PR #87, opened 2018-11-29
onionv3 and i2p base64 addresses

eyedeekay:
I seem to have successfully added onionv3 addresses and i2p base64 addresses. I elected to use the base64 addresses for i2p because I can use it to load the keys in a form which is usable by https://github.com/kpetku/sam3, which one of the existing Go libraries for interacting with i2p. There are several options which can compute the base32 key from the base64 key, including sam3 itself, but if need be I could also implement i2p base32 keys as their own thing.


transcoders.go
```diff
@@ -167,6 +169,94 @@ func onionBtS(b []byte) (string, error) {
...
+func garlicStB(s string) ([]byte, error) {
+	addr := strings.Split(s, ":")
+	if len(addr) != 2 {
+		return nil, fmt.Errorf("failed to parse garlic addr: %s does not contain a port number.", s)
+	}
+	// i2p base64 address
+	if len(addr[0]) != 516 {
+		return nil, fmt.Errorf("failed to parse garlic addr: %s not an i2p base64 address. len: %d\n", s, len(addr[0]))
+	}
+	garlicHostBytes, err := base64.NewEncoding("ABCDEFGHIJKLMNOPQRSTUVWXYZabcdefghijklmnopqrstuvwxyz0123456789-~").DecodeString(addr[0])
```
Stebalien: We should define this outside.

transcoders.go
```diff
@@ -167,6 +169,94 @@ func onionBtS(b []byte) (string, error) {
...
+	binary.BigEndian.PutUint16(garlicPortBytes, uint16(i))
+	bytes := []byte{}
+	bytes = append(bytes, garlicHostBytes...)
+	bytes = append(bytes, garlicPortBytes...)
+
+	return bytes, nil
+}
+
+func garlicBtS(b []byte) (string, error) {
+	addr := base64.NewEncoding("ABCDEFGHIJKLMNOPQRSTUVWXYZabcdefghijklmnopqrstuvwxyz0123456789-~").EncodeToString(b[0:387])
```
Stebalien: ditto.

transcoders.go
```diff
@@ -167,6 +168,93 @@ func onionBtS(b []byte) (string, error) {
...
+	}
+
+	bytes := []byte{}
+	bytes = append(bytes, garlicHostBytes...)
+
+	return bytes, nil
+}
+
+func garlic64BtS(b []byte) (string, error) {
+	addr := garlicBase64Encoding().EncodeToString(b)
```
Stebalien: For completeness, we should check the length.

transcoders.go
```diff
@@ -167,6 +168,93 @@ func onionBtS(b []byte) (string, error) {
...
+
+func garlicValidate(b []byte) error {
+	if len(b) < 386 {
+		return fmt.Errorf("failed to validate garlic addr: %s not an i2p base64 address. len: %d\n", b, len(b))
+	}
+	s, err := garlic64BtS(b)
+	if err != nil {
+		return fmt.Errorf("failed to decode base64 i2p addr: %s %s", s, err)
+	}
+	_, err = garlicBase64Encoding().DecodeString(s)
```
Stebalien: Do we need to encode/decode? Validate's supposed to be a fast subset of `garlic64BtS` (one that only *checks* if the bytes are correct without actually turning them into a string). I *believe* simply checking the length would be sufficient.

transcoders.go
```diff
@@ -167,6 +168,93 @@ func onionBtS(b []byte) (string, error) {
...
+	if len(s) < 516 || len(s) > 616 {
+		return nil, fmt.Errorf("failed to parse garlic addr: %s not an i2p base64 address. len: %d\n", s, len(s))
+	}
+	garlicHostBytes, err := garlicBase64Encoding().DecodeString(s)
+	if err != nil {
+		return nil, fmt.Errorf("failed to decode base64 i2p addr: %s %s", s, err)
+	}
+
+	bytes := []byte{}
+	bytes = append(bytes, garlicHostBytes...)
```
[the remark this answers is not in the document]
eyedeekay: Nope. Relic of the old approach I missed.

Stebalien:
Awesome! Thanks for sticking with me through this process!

- - - - - - -

Which lines of the data above contain the string "length"? Copy each of them.

* _Result_
Stebalien: For completeness, we should check the length.
Stebalien: Do we need to encode/decode? Validate's supposed to be a fast subset of `garlic64BtS` (one that only *checks* if the bytes are correct without actually turning them into a string). I *believe* simply checking the length would be sufficient.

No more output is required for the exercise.